A couple weeks back, I had the fortune of co-speaking at Percona Live NYC 2011 with Mark Uhrmacher, CTO of ideeli on the subject of running an E-commerce site with MySQL in the cloud. Interestingly, and a sign of the times, this was also the first time that I had ever met Mark, despite having worked for him for close to a year since I telecommute from home.
Here are the slides from that talk.
What I wanted attendees to get out of our talk was that you have to expect and plan for all sorts of failure situations when your database is in the cloud. Relative to conventional hosting or datacenters, things in the cloud break more frequently and in ways that are out of your control. AWS gives you the tools to plan and recover from these failures much more easily than having to put redundant physical servers in multiple geographic locations, but they also fail more often.
So, here are a few take-aways, mentioned in the slides
- RAID 1 or RAID 10 (1+0) your EBS volumes
Yes, EBS volumes are redundant on the back end, in a data center controlled by Amazon. However, the great EBS outage of 2011 (#ec2pocalypse) proves that you cannot entrust your data to a single technology that is out of your control. Had we RAID0′d our data set, we would have been in much worse shape, because we would have to completely rebuild many of our data sets from backup. So, no, you should not RAID0 (which should rightfully be called AID0, since the R is a fallacy). Yes, you take a performance hit, and you have to deal with lowest-common-denominator performance of the EBS volumes, but the ability to remove a failed or poorly performing EBS volume without losing your data more than makes up for that compromise. With 10 EBS volumes in a RAID 10 configuration, we max out at around 1200-1500 iops. Poor performance relative to physical hardware, but it is manageable.
If you care about your data, never ever use RAID0. You might as well just point it at /dev/null, which as we know is webscale. Friends don’t let friends RAID0
Make sure your important data lives in multiple availability zones and multiple regions.

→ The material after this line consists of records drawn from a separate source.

PR #5644, opened 2025-08-13
Store HUD Report data as CSV files in ActiveStorage

dtgreiner:
## _Merging this PR_

## Description

Update the HUD reports to run a cleanup job after completion that stores the report data in ActiveStorage as csv files and deletes the RDS data. These csv files are then pulled down to displaying the report results. 

## Type of change
New feature


app/controllers/concerns/hud_reports/artifact_aware_cells.rb
```diff
@@ -0,0 +1,135 @@
...
+# License detail: https://github.com/greenriver/hmis-warehouse/blob/production/LICENSE.md
+###
+
+# frozen_string_literal: true
+
+# Concern for handling client loading in cells controllers when artifacts are stored in S3
+module HudReports
+  module ArtifactAwareCells
+    require_relative 'temporary_cell_row'
+    require_relative 'temporary_cell_collection'
```
eanders: This require setup has a bit of a code smell to me.  Can we just move those modules to the `app/hud_reports/` directory so the class loader can find them naturally?

app/controllers/concerns/hud_reports/artifact_aware_cells.rb
```diff
@@ -0,0 +1,135 @@
...
+        load_clients_from_s3(client_class, cell, table)
+      else
+        load_clients_from_rds(client_class, cell, table)
+      end
+    end
+
+    # Load clients using legacy database joins.
+    # This will only return clients for reports whose data HAS NOT been stored in S3.
+    # When a report is stored in S3, the data in these tables are cleared out.
+    def load_clients_from_rds(client_class, cell, table)
```
eanders: can we rename this?
```suggestion
    def load_clients_from_db(client_class, cell, table)
```

RDS is an AWS thing, but presumably, this could be any database.

eanders: Also, is this a method we expect not to need long-term, or is there an expectation that some cells will always have DB backing?

app/controllers/concerns/hud_reports/artifact_aware_cells.rb
```diff
@@ -0,0 +1,135 @@
...
+      client_class.
+        joins(hud_reports_universe_members: { report_cell: :report_instance }).
+        merge(::HudReports::ReportCell.for_table(table).for_cell(cell)).
+        merge(::HudReports::ReportInstance.where(id: @report.id))
+    end
+
+    # Load clients using S3 data.
+    # This will only return clients for reports whose data HAS been stored in S3.
+    def load_clients_from_s3(client_class, cell, table)
```
eanders: Let's rename this method too:
```suggestion
    def load_clients_from_file(client_class, cell, table)
```

app/controllers/concerns/hud_reports/artifact_aware_cells.rb
```diff
@@ -0,0 +1,135 @@
...
+      report_cell = if cell.is_a?(String)
+        @report.report_cells.find_by(cell_name: cell, question: table)
+      else
+        cell.question == table ? cell : @report.report_cells.find_by(cell_name: cell.cell_name, question: table)
+      end
+
+      return client_class.none unless report_cell
+
+      # Pull the csv file for the universe members from the universe_members_csv file for this question
+      # NOte: These files are sharded by report question/table
```
eanders:
```suggestion
      # NOTE: These files are sharded by report question/table
```

app/controllers/concerns/hud_reports/artifact_aware_cells.rb
```diff
@@ -0,0 +1,135 @@
...
+      service = HudReports::S3ArtifactService.new(@report)
```
eanders:
```suggestion
      service = HudReports::FileArtifactService.new(@report)
```

app/controllers/concerns/hud_reports/artifact_aware_cells.rb
```diff
@@ -0,0 +1,135 @@
...
+      cell_members = universe_csv.select { |row| row['report_cell_id'].to_i == report_cell.id }
+      member_ids = cell_members.map { |row| row['universe_membership_id'].to_i }.compact.uniq
+
+      # Load the actual report client records from the report_clients_csv file
+      # This file contains the client_id, source_enrollment_id, data_source_id, project_id, organization_id, and user_id
+      # for each client in the report.
+      clients_csv = service.retrieve_report_clients
+      return client_class.none unless clients_csv
+
+      # Filter the client datafor the specific universe members and create temporary objects to build out the cell data
```
eanders:
```suggestion
      # Filter the client data for the specific universe members and create temporary objects to build out the cell data
```

app/controllers/concerns/hud_reports/artifact_aware_cells.rb
dtgreiner: These should already be in the same directory and we shouldn't need these lines at all. I'll clear them out and verify in the next commit.

app/controllers/concerns/hud_reports/artifact_aware_cells.rb
```diff
@@ -0,0 +1,135 @@
...
+      matching_clients = clients_csv.select { |row| member_ids.include?(row['id'].to_i) }
+      return create_temporary_cell_objects(matching_clients)
+    end
+
+    def create_temporary_cell_objects(csv_rows)
+      # Create temporary objects from CSV data and attach preloaded warehouse clients and associations
+      temporary_objects = []
+
+      # Build out data that will be used in the cell data. These items are being preloaded as are being
```
eanders:
```suggestion
      # Build out data that will be used in the cell data. These items are being preloaded and are being
```

app/controllers/concerns/hud_reports/artifact_aware_cells.rb
```diff
@@ -0,0 +1,135 @@
...
+      # used in calculations within a HUD report when displaying the cell data (e.g. PII calculations or
+      # pulling names from these objects for a more user friendly display)
+      client_ids = csv_rows.map { |r| r['client_id']&.to_i }.compact.uniq
+      source_enrollment_ids = csv_rows.map { |r| r['source_enrollment_id']&.to_i }.compact.uniq
+      data_source_ids = csv_rows.map { |r| r['data_source_id']&.to_i }.compact.uniq
+      project_ids = csv_rows.map { |r| r['project_id']&.to_i }.compact.uniq
+      organization_ids = csv_rows.map { |r| r['organization_id']&.to_i }.compact.uniq
+      user_ids = csv_rows.map { |r| r['user_id']&.to_i }.compact.uniq
```
eanders: This is looping over the CSV rows 6 times.  I think it'll be more efficient to do something like:

```suggestion
      client_ids = Set.new
      source_enrollment_ids = Set.new
      data_source_ids = Set.new
      project_ids = Set.new
      organization_ids = Set.new
      user_ids = Set.new
      
      csv_rows.each do |r| 
        client_ids << r['client_id']&.to_i 
        source_enrollment_ids << r['source_enrollment_id']&.to_i
        data_source_ids << r['data_source_id']&.to_i
        project_ids << r['project_id']&.to_i
        organization_ids << r['organization_id']&.to_i
        user_ids << r['user_id']&.to_i
      end
```

app/controllers/concerns/hud_reports/artifact_aware_cells.rb
dtgreiner: I'll update the name, and we shouldn't need this long term. This was in there for backwards compatibility with old reports and could be removed once we process all previously generated hud reports to be stored as CSV files. It felt safer to leave this here as a fallback.

app/controllers/concerns/hud_reports/artifact_aware_cells.rb
```diff
@@ -0,0 +1,135 @@
...
+
+      actual_clients = GrdaWarehouse::Hud::Client.where(id: client_ids).
+        preload(:data_source, :source_clients).
+        index_by(&:id)
+
+      enrollments_by_id = if source_enrollment_ids.any?
+        GrdaWarehouse::Hud::Enrollment.where(id: source_enrollment_ids).preload(:client).index_by(&:id)
+      else
+        {}
+      end
```
eanders: These can all be golfed down:

```suggestion
      enrollments_by_id = {}
      enrollments_by_id = GrdaWarehouse::Hud::Enrollment.where(id: source_enrollment_ids).preload(:client).index_by(&:id) if source_enrollment_ids.any?
```

app/controllers/concerns/hud_reports/temporary_cell_row.rb
```diff
@@ -0,0 +1,78 @@
...
+    end
+
+    def display_value(key, **_options)
+      key_str = key.to_s
+      csv_row[key_str] ||
+        case key_str
+        when /^.*enrollment\.first_name$/, 'first_name', 'FirstName'
+          source_client&.first_name || client&.first_name || ''
+        when /^.*enrollment\.last_name$/, 'last_name', 'LastName'
+          source_client&.last_name || client&.last_name || ''
```
eanders, line 53: These should probably obey the PII policy right?

app/jobs/hud_reports/store_artifacts_and_cleanup_job.rb
```diff
@@ -0,0 +1,180 @@
...
+#
+# License detail: https://github.com/greenriver/hmis-warehouse/blob/production/LICENSE.md
+###
+
+# frozen_string_literal: true
+
+# Background job to store HUD report artifacts in S3 and immediately cleanup RDS data
+# This job runs after a report is completed to archive intermediate data and free up RDS space
+module HudReports
+  class StoreArtifactsAndCleanupJob < BaseJob
```
eanders, line 12: I think this should be integrated into the report run, not a separate job (fine to encapsulate the logic here, but we should be calling `perform_now` or similar since the report is already running in a background job.)

eanders: Actually, I guess I'd rather see this as a PORO that just takes the report instance.

app/controllers/concerns/hud_reports/temporary_cell_row.rb
dtgreiner: The PII policies are being called on the data after these are set (whether from the file or the db), I can run some tests to verify but the process hiding PII through the policies should not have changed in this PR

app/jobs/hud_reports/store_artifacts_and_cleanup_job.rb
```diff
@@ -0,0 +1,180 @@
...
+
+      if report_version
+        # Find the generator class from the config using the report name
+        generator_class = generator_class(report.report_name, report_version)
+
+        if generator_class
+          # Get the client classes for this specific generator
+          client_classes = client_classes_for_generator(generator_class)
+
+          client_classes.each do |table_class|
```
eanders: If this is running as part of the final step of the report, I think we could have the generator pass in the client classes (or client scopes)

app/jobs/hud_reports/store_artifacts_and_cleanup_job.rb
```diff
@@ -0,0 +1,180 @@
...
+            if table_class.column_names.include?('report_instance_id')
+              deleted_count = table_class.where(report_instance_id: report.id).delete_all
```
eanders: This feels brittle, let's force the caller to tell the cleaner-up-er-er what records to clean.

app/models/hud_reports/report_cell.rb
```diff
@@ -53,11 +55,19 @@ def user
...
+      end
     end
 
     def count
-      @count ||= universe_members.count
+      @count ||= if report_instance.artifacts_stored?
+        count_from_s3
+      else
+        universe_members.count
+      end
```
eanders: I'm probably missing something, but I think this could just be:

```suggestion
      @count ||= if report_instance.artifacts_stored?
        members.count
      else
        universe_members.count
      end
```

Since both methods are loading the data from S3.  That way it would only have to be loaded once, and then it would just pull from memory on the next request.

app/models/hud_reports/report_instance.rb
```diff
@@ -27,6 +27,16 @@ class ReportInstance < GrdaWarehouseBase
...
+
+    # ActiveStorage attachments for S3-based report artifacts
+    has_many_attached :universe_members_csv_shards
+    has_one_attached :report_clients_csv
+    has_one_attached :cell_details_csv
+    has_one_attached :report_summary_json
+
+    # Callbacks for artifact management
+    after_update :schedule_artifact_storage_and_cleanup, if: :saved_change_to_completed_at?
+
```
eanders: I think we should just move this into the `run_and_save!` method.

app/services/hud_reports/report_storage_service.rb
```diff
@@ -0,0 +1,58 @@
...
+    end
+
+    # Process a specific report
+    def process_report(report_id)
+      report = HudReports::ReportInstance.find(report_id)
+
+      Rails.logger.info "Processing report #{report_id} for S3 storage and RDS cleanup"
+
+      HudReports::StoreArtifactsAndCleanupJob.perform_now(report.id)
+      Rails.logger.info "Successfully processed report #{report_id}"
```
eanders: You're loading the report here, but then only using the ID.  (see previous comments) but I think this should pass in the report instance, and probably some other related data that we know we'll need.

app/services/hud_reports/s3_artifact_service.rb
```diff
@@ -0,0 +1,293 @@
...
+      store_universe_members_csv_shards!
+      store_report_clients_csv!
+      store_cell_details_csv!
+      store_report_summary_json!
+    end
+
+    # Store universe members as per-question shards
+    def store_universe_members_csv_shards!
+      # Avoid duplicating work if shards already exist
+      return if @report.universe_members_csv_shards.attached? && @report.universe_members_csv_shards.attachments.any?
```
eanders: We should probably have a helper method to clear and re-create the attachments, that way while we're building these reports, if we need to add new tables, there's an easy way to start over and we won't end up in a situation where half of the shards are stored.

app/services/hud_reports/s3_artifact_service.rb
```diff
@@ -0,0 +1,293 @@
...
+
+      questions = @report.report_cells.distinct.pluck(:question)
+      questions.each do |question|
+        csv_data = generate_universe_members_csv_for_question(question)
+        filename = "universe_members_#{@report.id}_#{question}_#{Time.current.to_fs(:number)}.csv"
```
eanders: These filenames should probably include the report class or table name.  Once we start adding non-HUD reports, there might be collisions with the ids.  Maybe:

```suggestion
        filename = "universe_members_#{@report.class.table_name}_#{@report.id}_#{question}_#{Time.current.to_fs(:number)}.csv"
```

app/controllers/concerns/hud_reports/artifact_aware_cells.rb
dtgreiner: Included in [this commit](https://github.com/greenriver/hmis-warehouse/pull/5644/commits/189c4cdec097138b0dbd1723976918957ed2e9d8)

app/controllers/concerns/hud_reports/artifact_aware_cells.rb
dtgreiner: name update included in [this commit](https://github.com/greenriver/hmis-warehouse/pull/5644/commits/189c4cdec097138b0dbd1723976918957ed2e9d8)

app/controllers/concerns/hud_reports/artifact_aware_cells.rb
dtgreiner: Included in [this commit](https://github.com/greenriver/hmis-warehouse/pull/5644/commits/189c4cdec097138b0dbd1723976918957ed2e9d8)

app/controllers/concerns/hud_reports/artifact_aware_cells.rb
dtgreiner: Included in [this commit](https://github.com/greenriver/hmis-warehouse/pull/5644/commits/189c4cdec097138b0dbd1723976918957ed2e9d8)

app/controllers/concerns/hud_reports/artifact_aware_cells.rb
dtgreiner: Included in [this commit](https://github.com/greenriver/hmis-warehouse/pull/5644/commits/189c4cdec097138b0dbd1723976918957ed2e9d8)

app/controllers/concerns/hud_reports/artifact_aware_cells.rb
dtgreiner: Included in [this commit](https://github.com/greenriver/hmis-warehouse/pull/5644/commits/189c4cdec097138b0dbd1723976918957ed2e9d8)

app/controllers/concerns/hud_reports/artifact_aware_cells.rb
dtgreiner: Included in [this commit](https://github.com/greenriver/hmis-warehouse/pull/5644/commits/189c4cdec097138b0dbd1723976918957ed2e9d8)

app/services/hud_reports/s3_artifact_service.rb
eanders: Oh!  Just hadn't got there.
`cleanup_artifacts!`

app/controllers/concerns/hud_reports/artifact_aware_cells.rb
dtgreiner: Included in [this commit](https://github.com/greenriver/hmis-warehouse/pull/5644/commits/189c4cdec097138b0dbd1723976918957ed2e9d8)

app/controllers/concerns/hud_reports/artifact_aware_cells.rb
dtgreiner: Included in [this commit](https://github.com/greenriver/hmis-warehouse/pull/5644/commits/189c4cdec097138b0dbd1723976918957ed2e9d8)

app/services/hud_reports/file_artifact_service.rb
```diff
@@ -0,0 +1,293 @@
...
+    # Clean up S3 artifacts (for testing or manual cleanup)
+    def cleanup_artifacts!
+      @report.report_clients_csv.purge if @report.report_clients_csv.attached?
+      @report.cell_details_csv.purge if @report.cell_details_csv.attached?
+      @report.report_summary_json.purge if @report.report_summary_json.attached?
+    end
+
+    private
+
+    def report_storage_cache_key(kind:, blob:, question: nil)
```
eanders, line 158: I think this needs to include `@report.class.name` to be safe.

app/services/hud_reports/file_artifact_service.rb
```diff
@@ -0,0 +1,293 @@
...
+
+    def generate_report_clients_csv
+      classes = report_client_classes
+      return '' if classes.blank?
+
+      # Collect headers
+      excluded = ['id', 'created_at', 'updated_at', 'deleted_at']
+      headers = classes.flat_map(&:column_names).uniq - excluded
+      # Ensure common keys present even if they’re methods
+      (headers << 'id' << 'client_id' << 'project_id' << 'data_source_id').uniq!
```
eanders:
```suggestion
      headers += [ 'id', 'client_id', 'project_id', 'data_source_id']
      headers.uniq!
```

app/models/hud_reports/report_instance.rb
```diff
@@ -27,6 +27,16 @@ class ReportInstance < GrdaWarehouseBase
     has_many :universe_cells, -> do
       universe
     end, class_name: 'ReportCell'
+
+    # ActiveStorage attachments for S3-based report artifacts
```
eanders, line 31: Let's add some convenience methods:
1. something like `associated_report_generator` which looks at the `report_name` column, does some magic (case statement for now?) and returns a generator instance

```
def populate_associated_report_generator(report)
  generator_class = case report.report_name
    ...
  end

 report.update(generator_class_name: generator_class.name)
end
```
Maybe we should add a `generator_class_name` column to `hud_report_instances`.  We could use the above to populate that.  We'd also need to update the report runner job to populate the generator class name for future runs.

After we populate `generator_class_name`, we can update `associated_report_generator` to just:

```
def associated_report_generator(report)
  generator_class = report.generator_class_name.constantize
  generator_class.new(report)
end
```

Note: we determined universe membership is a polymorphic relationship so you can get the right set of clients through that (or enrollments, or episodes or whatever.)

eanders (commented):
Plan:
1. Streamline report generator instance access
2. Add some convenience methods to the generator class to standardize access to associations needed for saving to s3 
3. Refactor job to take a report instance, this should allow easy access to the generator and "clients scopes" 
4. Take the time to define the API (does each report have a `generator_instance` method, and an `associations_for_export` method?  These methods should return a consistent shape (maybe an array of scopes) 
5. Background reports should all directly call the "archive to file" method at the end of their "run and save" routine (as perform_now).  The job could also be invoked via the rake task to migrate old reports.
6. Add a TaskQueue thingy to run the rake task.
7. Should we add another task to delete deleted records from these "client" tables or should that just be a `really_destroy!` as soon as it has moved to S3.

dtgreiner:
Looks like a bunch of HUD tests are breaking after moving the data to active storage. I'll add updates for those next.

app/jobs/hud_reports/store_artifacts_and_cleanup_job.rb
```diff
@@ -0,0 +1,143 @@
...
+    def store_artifacts_to_s3(report)
+      Rails.logger.info "Storing artifacts to S3 for report #{report.id}"
+
+      service = HudReports::FileArtifactService.new(report)
+      service.store_artifacts!
+
+      Rails.logger.info "Successfully stored artifacts to S3 for report #{report.id}"
+    end
+
+    def cleanup_rds_data(report)
```
eanders, line 45: I think these should all be `db` not `rds`, so `cleanup_db_data` in this case.

app/jobs/hud_reports/store_artifacts_and_cleanup_job.rb
```diff
@@ -0,0 +1,143 @@
...
+
+      Rails.logger.info "Successfully cleaned up RDS data for report #{report.id}"
+    end
+
+    def cleanup_universe_members(report)
+      cell_ids = report.report_cells.pluck(:id)
+
+      return unless cell_ids.any?
+
+      deleted_count = HudReports::UniverseMember.where(report_cell_id: cell_ids).delete_all
```
eanders, line 62: This will need to be updated for other "simple" backgrounds reports.  I guess I'd rather see this whole cleanup process delegated to the report, so there could be a consistent API:

`report.expunge_intermediate_data!`

or something like that.  For HUD reports this could live in the base class and be overridden as necessary.

app/jobs/hud_reports/store_artifacts_and_cleanup_job.rb
```diff
@@ -0,0 +1,143 @@
...
+      Rails.logger.info "Deleted #{deleted_count} universe members for report #{report.id}"
+    end
+
+    def cleanup_report_client_tables(report)
+      # We need to leave SpmEnrollments in the database. They are used to build other universe members.
```
eanders, line 67: Along the same lines, this feels brittle and the variation should be delegated to the report that already understands the relationships.

app/jobs/hud_reports/store_artifacts_and_cleanup_job.rb
```diff
@@ -0,0 +1,143 @@
...
+    def update_report_status(report)
+      # Update timestamp to track the process
+      report.update_columns(
+        artifacts_stored_at: Time.current,
+      )
+
+      Rails.logger.info "Updated status for report #{report.id}"
+    end
+
+    def handle_special_cleanup(table_class, report)
```
eanders, line 93: If this is all delegated to the report, we shouldn't need this big case statement.

app/controllers/concerns/hud_reports/temporary_cell_collection.rb
```diff
@@ -0,0 +1,191 @@
...
+
+    def group(*attributes)
+      # Store the grouping attributes for use in count
+      @group_attributes = attributes
+      self
+    end
+
+    private
+
+    def evaluate_arel_condition(condition, obj)
```
eanders, line 144: Why do we need this?
This feels really brittle and unexpected.  If there are specific queries we make, maybe we can override those to look for the stored data first?

app/models/hud_reports/report_cell.rb
```diff
@@ -183,5 +201,114 @@ def write_detail(path:, generator:, question_name:)
...
+      value.match?(/\A\d{4}-\d{1,2}-\d{1,2}/) || value.match?(/\A\d{1,2}\/\d{1,2}\/\d{4}/)
+    end
+
+    private def integer?(value)
+      value.match?(/\A\d+\z/)
+    end
+
+    private def json?(value)
+      value.start_with?('[') || value.start_with?('{')
+    end
```
eanders, line 215: There must be a built-in way to determine type.

app/jobs/hud_reports/store_artifacts_and_cleanup_job.rb
```diff
@@ -0,0 +1,143 @@
...
+        store_artifacts_to_s3(report)
+
+        # Step 2: Update report status (mark as artifacts stored)
+        update_report_status(report)
+
+        # Step 3: Clean up RDS data
+        cleanup_rds_data(report)
+
+        Rails.logger.info "Successfully processed report #{report_id}: stored to S3 and cleaned RDS"
+      end
```
eanders, line 31: Did you intend to add a rescue here?
Also, it looks like if the artifacts fail to get stored, it'll still make them as stored, and cleanup the RDS.

`store_artifacts_to_s3` should probably return a true or false, and if false, it should raise and fail catastrophically.

Additionally, we should probably have some sort of wrapper around `cleanup_rds_data` so that if it fails we know we need to investigate and try again.  Maybe it could happen in a transaction?  Not sure if that's possible given the size of the changes...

During #ec2pocalypse, several instances were able to be recovered by simply pointing the application at data that already existed in another zone.
Don’t cross availability zones and regions between your ultimate master and your disaster recovery node.
If so, (and we were bit by this), you may end up with out of date disaster recovery nodes if your distribution slave is in an affected availability zone. Keep replication chains short and all in one zone/region, except for the DR node, which should be somewhere outside of the master’s zone/region.
AWS snapshot backups are awesome. But they don’t help if the API is down. Make sure your data lives in multiple places where you can get at it in an emergency.
Also, I’d just like to say that Percona Live was a great conference. There were some incredibly informative talks. My favorite, by far, was Baron Schwartz’s discussion on using tcpdump to analyze server performance and predict scalability. I was honored to speak in front of a crowd where the average person in the room knows far more about MySQL than I do.